Aim of the task:
Which lines of the entries contain the string "made"? Please find them and copy them.
Segment Open
PR #146, opened 2017-06-02
Function Inlining

aviralg:
An implementation of function inlining which inlines functions in the program until it encounters recursive calls. OSR is not handled correctly.

### DIFF
--- a/analysis.ml
+++ b/analysis.ml
@@ -180,12 +180,15 @@ end
 
 exception DuplicateFormalParameter
 
-let as_var_set (formals : formal_parameter list) =
+let as_var_list (formals : formal_parameter list) =
   let to_var (Param x) = x in
-  let formals' = VarSet.of_list (List.map to_var formals) in
-  if (List.length formals) <> (List.length (VarSet.elements formals')) then
+  let formals' = List.map to_var formals in
+  if (List.length formals) <> (VarSet.cardinal (VarSet.of_list formals')) then
     raise DuplicateFormalParameter;
   formals'
+
+let as_var_set (formals : formal_parameter list) =
+  VarSet.of_list (as_var_list formals)
 
 let as_var_map formals =
   let formals = VarSet.elements formals in
--- a/edit.ml
+++ b/edit.ml
@@ -1,37 +1,36 @@
 open Instr
 open Types
 
-(* TODO unify those 3 functions *)
-let fresh_var instrs var =
-  let cand i = var ^ "_" ^ (string_of_int i) in
-  let is_fresh cand_var instr =
-    let existing = declared_vars instr in
-    not (VarSet.mem cand_var existing) in
+module StringSet = Set.Make(String)
+
+let fresh (existing : StringSet.t) (name : string) : string =
+  let cand i = name ^ "_" ^ (string_of_int i) in
+  let is_fresh cand_var = not (StringSet.mem cand_var existing) in
   let rec find i =
     let cand_var = cand i in
-    if Array.for_all (is_fresh cand_var) instrs then cand_var else find (i+1) in
+    if is_fresh cand_var then cand_var else find (i+1) in
   find 1
 
-let fresh_label instrs label =
-  let cand i = label ^ "_" ^ (string_of_int i) in
-  let is_fresh cand_lab instr = match[@warning "-4"] instr with
-    | Label (BranchLabel l) -> l <> cand_lab
-    | Label (MergeLabel l) -> l <> cand_lab
-    | _ -> true in
-  let rec find i =
-    let cand_lab = cand i in
-    if Array.for_all (is_fresh cand_lab) instrs
-    then cand_lab else find (i+1) in
-  find 1
+let fresh_var instrs var =
+  let existing = Array.fold_left
+      (fun acc instr -> VarSet.union (declared_vars instr) acc)
+      VarSet.empty instrs
+  in
+  fresh existing var
+
+let extract_labels instrs =
+  let add_label acc instr =
+    match[@warning "-4"] instr with
+    | Label (MergeLabel l | BranchLabel l) -> LabelSet.add l acc
+    | _ -> acc
+  in
+  Array.fold_left add_label LabelSet.empty instrs
+
+let fresh_label instrs label = fresh (extract_labels instrs) label
 
 let fresh_version_label (func : afunction) label =
-  let cand i = label ^ "_" ^ (string_of_int i) in
   let existing = List.map (fun {label} -> label) func.body in
-  let rec find i =
-    let cand_lab = cand i in
-    if not (List.mem cand_lab existing)
-    then cand_lab else find (i+1) in
-  find 1
+  fresh (StringSet.of_list existing) label
 
 type pc_map = int -> int
 
@@ -79,4 +78,12 @@ let replace_var var simple_exp = object (self)
   method! simple_expression e = match e with
     | Constant _ -> e
     | Var x -> if x = var then simple_exp else e
+end
+
+let replace_all_vars replacements = object (self)
+  inherit Instr.map as super
+  method replace x = try List.assoc x replacements with Not_found -> x
+  method! binder x = self#replace x
+  method! variable_assign x = self#replace x
+  method! variable_use x = self#replace x
 end
--- a/examples/inline_advanced.sou
+++ b/examples/inline_advanced.sou
@@ -1,0 +1,25 @@
+function main ()
+ var x = 24
+ call y1 = 'foo (x)
+ assert (y1 == 24)
+ call y2 = 'foo (x)
+ assert (y2 == 24)
+ call y3 = 'foo (x)
+ assert (y3 == 24)
+
+function foo (var x)
+ var m = x
+ call y1 = 'bar (m)
+ assert (y1 == 24)
+ call y2 = 'bar (y1)
+ assert (y2 == 24)
+ return y2
+
+function bar (var x)
+   branch (x == 10) $continue $done
+$continue:
+  var x1 = (x - 1)
+  call x2 = 'bar (x1)
+  return x2
+$done:
+  return x
--- a/instr.ml
+++ b/instr.ml
@@ -1,12 +1,6 @@
-module Variable = struct
-  type t = string
-  let compare = String.compare
-end
+module Variable = String
 
-module Label = struct
-  type t = string
-  let compare = String.compare
-end
+module Label = String
 
 module Address : sig
   type t = private int
@@ -23,6 +17,8 @@ type variable = Variable.t
 type label = Label.t
 
 module VarSet = Set.Make(Variable)
+
+module LabelSet = Set.Make(Label)
 
 module Identifier = struct
   type t = string
@@ -305,6 +301,17 @@ let lookup_fun (prog : program) (f : identifier) : afunction =
   if f = "main" then prog.main else
   try List.find (fun {name} -> name = f) prog.functions with
   | Not_found -> raise (FunctionDoesNotExist f)
+
+let replace_fun ({main; functions} as prog : program) (func : afunction) : program =
+  let rec replace_fun' rest =
+    match rest with
+    | [] -> []
+    | func' :: rest' ->
+      if func'.name = func.name then func :: rest'
+      else func' :: replace_fun' rest'
+  in
+  if (func.name = main.name) then {prog with main = func}
+  else {prog with functions = replace_fun' functions}
 
 let get_version (func : afunction) (v : label) : version =
   List.find (fun {label} -> label = v) func.body
--- a/transform_inline.ml
+++ b/transform_inline.ml
@@ -1,0 +1,261 @@
+open Instr
+open Edit
+
+(* Unlike `analysis_input`, this preserves the order of `formals`. This
+   facilitates matching the formals to the arguments passed at a callsite.*)
+type inlining_input = {
+  formals : variable list;
+  instrs : instructions;
+}
+
+let as_inlining_input (func : afunction) (version : version) : inlining_input =
+  { formals = Analysis.as_var_list func.formals; instrs = version.instrs }
+
+(* FUNCTION INLINING *)
+(* Given a program, inline the functions in it to the maximum possible extent.
+   Transitively recursive calls are inlined until they become self recursive.
+   Self recursive callsites are not inlined. Intermediate inlined versions are
+   stored in the caller. *)
+let inline ({main; functions} as orig_prog : program) : program option =
+
+  (* Given the formals and instructions of a function, get all the declared and
+     used vars in the function. *)
+  let function_vars {formals; instrs} =
+    let all_declared_vars instrs = Array.fold_left
+        (fun vars instr -> VarSet.union vars (declared_vars instr))
+        VarSet.empty
+        instrs
+    in
+    (* This union is needed in case a formal is not used in the instructions. *)
+    VarSet.union (all_declared_vars instrs) (VarSet.of_list formals)
+  in
+
+  (* Given a function and an array of instructions, generate a fresh version
+     for the function with these instructions. *)
+  let add_version (func : afunction) (instrs : instructions)  =
+    let label = fresh_version_label func "inlined_version" in
+    let version = {instrs = instrs; label = label; annotations = None} in
+    {func with body = version :: func.body}
+  in
+
+  (* Given `instructions` and the function identifier, extract the location,
+     return variable and arguments from the first callsite where a call is made
+     to that function *)
+  let extract_callsite instrs fun_ref : (pc * variable * argument list) =
+    let rec at pc =
+      match[@warning "-4"] instrs.(pc) with
+      | Call (x, (Simple (Constant (Fun_ref f))), es) ->
+        if f = fun_ref then (pc, x, es) else at (pc + 1)
+      | _ -> at (pc + 1)
+    in
+    at 0
+  in
+
+  (* Replace variables in `callee` instructions so that they don't match the
+     `caller` variables. The formals list of the callee is also updated
+     accordingly *)
+  let replace_vars caller ({formals; instrs} as callee) =
+    let caller_vars = function_vars caller in
+    let callee_vars = function_vars callee in
+    let replacements =
+      List.map (fun old -> (old, fresh caller_vars old))
+        (VarSet.elements callee_vars)
+    in
+    {formals = List.map (fun var -> List.assoc var replacements) formals;
+     instrs = Array.map (replace_all_vars replacements)#instruction instrs;}
+  in
+
+  (* Redirect all returns in the `callee` to a unique label (inserted later at
+     the end of the callee's body) after assigning the return expression to a
+     designated `res_var` and dropping all the variables in scope. *)
+  let replace_returns res_var ret_lab ({formals; instrs} as callee) =
+    let extract_returns instrs : (pc * expression) list =
+      let rec loop pc acc =
+        if pc = Array.length instrs then acc
+        else match[@warning "-4"] instrs.(pc) with
+          | Return e -> loop (pc + 1) ((pc, e) :: acc)
+          | _ -> loop (pc + 1) acc
+      in
+      loop 0 []
+    in
+    let scope = Scope.infer {formals = VarSet.of_list callee.formals;
+                             instrs = callee.instrs;}
+    in
+    let returns = extract_returns instrs in
+    let subst_returns (pc, e) =
+      match scope.(pc) with
+      | DeadScope ->
+        (* If it is dead scope, it remains dead scope even after this
+           substitution. This replacement is done for the sake of consistency
+           and clarity of inlined output. *)
+        (pc, 1, [|Assert (Simple (Constant (Bool false)));
+                  Assign (res_var, e);
+                  Goto ret_lab |])
+      | Scope varset ->
+        let varlist = VarSet.elements varset in
+        let drop_instrs = List.map (fun var -> Drop var) varlist in
+        let new_instrs = Array.of_list ([Assign (res_var, e)]
+                                        @ drop_instrs
+                                        @ [Goto ret_lab]) in
+        (pc, 1, new_instrs)
+    in
+    let substs = List.map subst_returns returns in
+    {callee with instrs = fst (subst_many instrs substs)}
+  in
+
+  (* Replace labels in `callee` instructions so that they don't match the
+     `caller` labels *)
+  let replace_labels caller ({formals; instrs} as callee) =
+    let used_labels = extract_labels caller.instrs in
+    let replace l = fresh used_labels l in
+    let mapper instr =
+      match[@warning "-4"] instr with
+      | Label (MergeLabel l) -> Label (MergeLabel (replace l))
+      | Label (BranchLabel l) -> Label (BranchLabel (replace l))
+      | Goto l -> Goto (replace l)
+      | Branch (e, l1, l2) -> Branch (e, replace l1, replace l2)
+      | i -> i
+    in
+    {callee with instrs = Array.map mapper instrs}
+  in
+
+  (* Inserts the header for the inlined callee body. Assigns all the formals to
+     the arguments and initializes `res_var` to `nil`*)
+  let insert_prologue res_var arguments ({formals; instrs} as callee) =
+    let vars = Array.of_list (res_var :: formals) in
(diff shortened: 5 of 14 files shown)


parser.messages
```diff
@@ -140,9 +140,9 @@ program: OSR IDENTIFIER LBRACKET NIL RBRACKET LPAREN IDENTIFIER COMMA IDENTIFIER
 
 There was an error parsing the specification of the new environment of an
 osr instruction. The specification is a comma-separated list of terms of the form
-"const x = e" (where "e" is an expression), "mut x = e", "mut x = &y"
-or just "mut x". For example,
-"osr l [(a==1)] (Main,optimized,l2) [const x = e, mut y = &y, mut z]".
+"const x = e" (where "e" is an expression), "mut x = e", "mut x = &y"
+or just "mut x". For example,
+"osr l [(a==1)] (Main,optimized,l2) [const x = e, mut y = &y, mut z]".
```
gasche: The changes look like something your editor would do automatically and they are wrong (they turn unbreakable spaces into breakable spaces). Could you revert the changes to `parser.messages`? (`git show master:parser.messages > parser.messages` would revert the file, and then you could commit that.)

aviralg: Done.

analysis.ml
```diff
@@ -180,13 +180,16 @@ end
 
 exception DuplicateFormalParameter
 
-let as_var_set (formals : formal_parameter list) =
+let as_var_list (formals : formal_parameter list) =
```
o-, line 183: I know this is not really you code. But this looks a bit fishy. I think we should:
1. Check for duplicate parameters in the `check.ml` module and not here
2. only have one of the two `as_var_list` or `as_var_set` (I don't care which one) and then when you need something different the caller just needs to `VarSet.of_list` or `VarSet.elements`

edit.ml
```diff
@@ -1,37 +1,37 @@
...
+      (fun acc instr -> VarSet.union (declared_vars instr) acc)
+      VarSet.empty instrs
+  in
+  fresh existing var
+
+let extract_labels instrs =
+  let add_label acc instr =
+    match[@warning "-4"] instr with
+    | Label (MergeLabel l) -> LabelSet.add l acc
+    | Label (BranchLabel l) -> LabelSet.add l acc
```
o-: You can do `| Label (MergeLabel l | BranchLabel l) -> ...`

instr.ml
```diff
@@ -1,12 +1,6 @@
-module Variable = struct
-  type t = string
-  let compare = String.compare
-end
+module Variable = String
```
o-, line 1: haha, thanks :)

instr.ml
```diff
@@ -306,6 +308,17 @@ let lookup_fun (prog : program) (f : identifier) : afunction =
   try List.find (fun {name} -> name = f) prog.functions with
   | Not_found -> raise (FunctionDoesNotExist f)
 
+let update_fun ({main; functions} as prog : program) (func : afunction) : program =
```
o-: maybe `replace_fun`

transform_inline.ml
```diff
@@ -0,0 +1,312 @@
+open Instr
+open Edit
+
+(* Unlike `analysis_input`, this preserves the order of `formals`. This
+   facilitates matching the formals to the arguments passed at a callsite.*)
```
o-, line 5: I think we should probably change the type of analysis input. Obviously a set is not always optimal.

transform_inline.ml
```diff
@@ -0,0 +1,312 @@
...
+
+  (* Given a list of (old_name, new_name) pairs, replace all occurrences of an
+     `old_name` with the `new_name` in the instruction. Note that this process
+     has an inherent subtlety. Consider vars_alist = [(x, x_1); (x_1, x_2)].
+     All occurrences of x have to be replaced by x_1 and all occurrences of x_1
+     have to be replaced by x_2. But an occurrence of x replaced by x_1 should
+     not again be replaced by x_2. Hence the function works on the entire list
+     of replacement pairs at once rather than being called on one pair at a
+     time. *)
+  (* TODO - fix using visitor pattern if appropriate.*)
```
o-: It seems @gasche 's `Instr.map` should be used here. See `Edit.replace_uses` for an example on how to use it. The idea is that you inherit from `Instr.map` and override all the functions that correspond to the parts of instructions you want to change.

transform_inline.ml
```diff
@@ -0,0 +1,312 @@
...
+      let rec loop pc acc =
+        if pc = Array.length instrs then acc
+        else match[@warning "-4"] instrs.(pc) with
+          | Return e -> loop (pc + 1) ((pc, e)::acc)
+          | _ -> loop (pc + 1) acc
+      in
+      loop 0 []
+    in
+    let scope = Scope.infer {formals = VarSet.of_list callee.formals;
+                             instrs = callee.instrs;}
```
o-, line 82: I guess at this point the scope of the callee is guaranteed to be still correct in itself, because you did just renamings, right? But we got to be extra careful since it will fail on an ill-scoped function.

transform_inline.ml
```diff
@@ -0,0 +1,312 @@
...
+    in
+    let returns = extract_returns instrs in
+    let subst_returns (pc, e) =
+      match scope.(pc) with
+      | DeadScope ->
+        (* If it is dead scope, it remains dead scope even after this
+           substitution. This replacement is done for the sake of consistency
+           and clarity of inlined output. *)
+        (pc, 1, [|Assign (res_var, e); Goto ret_lab |])
```
o-: maybe you could emmit an `Assert (false)` instruction as well?

o- (commented):
sweet!

lgtm, except for the comments I put inline.

Don't forget to `git rebase --root -i` and squash all commits into (probably) one.

examples/inline_advanced.sou
```diff
@@ -0,0 +1,25 @@
+function main ()
+ var x = 24
+ call y1 = 'foo (x)
+ print y1
```
mhyee: For these example programs, you can use `assert`s instead of `print`s.

examples/inline_advanced.sou
```diff
@@ -0,0 +1,25 @@
+function main ()
```
mhyee, line 1: Are the inlined versions really big? If not, it would be nice to include them in the examples directory, so we can see the before/after programs.

examples/inline_advanced.sou
mhyee: I see that you're using `read_return` in the test suite. But using `assert` here allows us to test the programs with the test runner, which tries all combinations of optimizations.

transform_inline.ml
```diff
@@ -0,0 +1,312 @@
...
+open Edit
+
+(* Unlike `analysis_input`, this preserves the order of `formals`. This
+   facilitates matching the formals to the arguments passed at a callsite.*)
+type inlining_input = {
+  formals : variable list;
+  instrs : instructions;
+}
+
+let as_inlining_input (func:afunction) (version:version) : inlining_input =
```
mhyee: Nitpick: please put space before and after `:`.

transform_inline.ml
```diff
@@ -0,0 +1,312 @@
...
+(* Given a program, inline the functions in it to the maximum possible extent.
+   Transitively recursive calls are inlined until they become self recursive.
+   Self recursive callsites are not inlined. Intermediate inlined versions are
+   stored in the caller. *)
+let inline ({main; functions} as orig_prog : program) : program option =
+
+  (* Given the formals and instructions of a function, get all the declared and
+     used vars in the function. *)
+  let function_vars {formals; instrs} =
+    let all_declared_vars instrs = Array.fold_left
```
mhyee, line 24: Should this be in `instr.ml` where `all_defined_vars` and `all_dropped_vars` are defined?

Actually, are `all_defined_vars` or `all_dropped_vars` even used?

transform_inline.ml
```diff
@@ -0,0 +1,312 @@
...
+    (* This union is needed in case a formal is not used in the instructions. *)
+    VarSet.union (all_declared_vars instrs) (VarSet.of_list formals)
+  in
+
+  (* Given a function and an array of instructions, generate a fresh version
+     for the function with these instructions. *)
+  let add_version (func : afunction) (instrs : instructions)  =
+    let label = fresh_version_label func "inlined_version" in
+    let version = {instrs = instrs; label = label; annotations = None} in
+    {func with body = List.cons version func.body}
```
mhyee: This is a style nitpick, but we've been generally using `head :: tail` instead of `List.cons head tail`.

transform_inline.ml
```diff
@@ -0,0 +1,312 @@
...
+     `old_name` with the `new_name` in the instruction. Note that this process
+     has an inherent subtlety. Consider vars_alist = [(x, x_1); (x_1, x_2)].
+     All occurrences of x have to be replaced by x_1 and all occurrences of x_1
+     have to be replaced by x_2. But an occurrence of x replaced by x_1 should
+     not again be replaced by x_2. Hence the function works on the entire list
+     of replacement pairs at once rather than being called on one pair at a
+     time. *)
+  (* TODO - fix using visitor pattern if appropriate.*)
+  let replace_vars_in_instruction vars_alist instr : instruction =
+    let replace x = List.assoc x (vars_alist @ [(x, x)]) in
```
mhyee: It's more verbose, but I think it'd be clearer if you wrote (with the shorter case first)

```ocaml
let replace x =
  if not (List.mem x vars_alist)
  then x
  else List.assoc x vars_alist
```

Appending `(x,x)` feels too clever for me.

transform_inline.ml
mhyee: Yeah, looking over the function, I think all you need to override are `variable_use`, `variable_assign`, and `binder`.

transform_inline.ml
```diff
@@ -0,0 +1,312 @@
...
+    | Read x ->
+      Read (replace x)
+    | Label _ | Goto _ | Comment _ ->
+      assert (VarSet.is_empty (used_vars instr));
+      instr
+  in
+
+  (* Given `instructions` and the function identifier, extract information from
+     the first callsite where a call is made to that function *)
+  let extract_callsite instrs fun_ref : (pc * variable * argument list)=
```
Segment Closed
Response to the exercise:
+     return variable and arguments from the first callsite where a call is made
+     the first callsite where a call is made to that function *)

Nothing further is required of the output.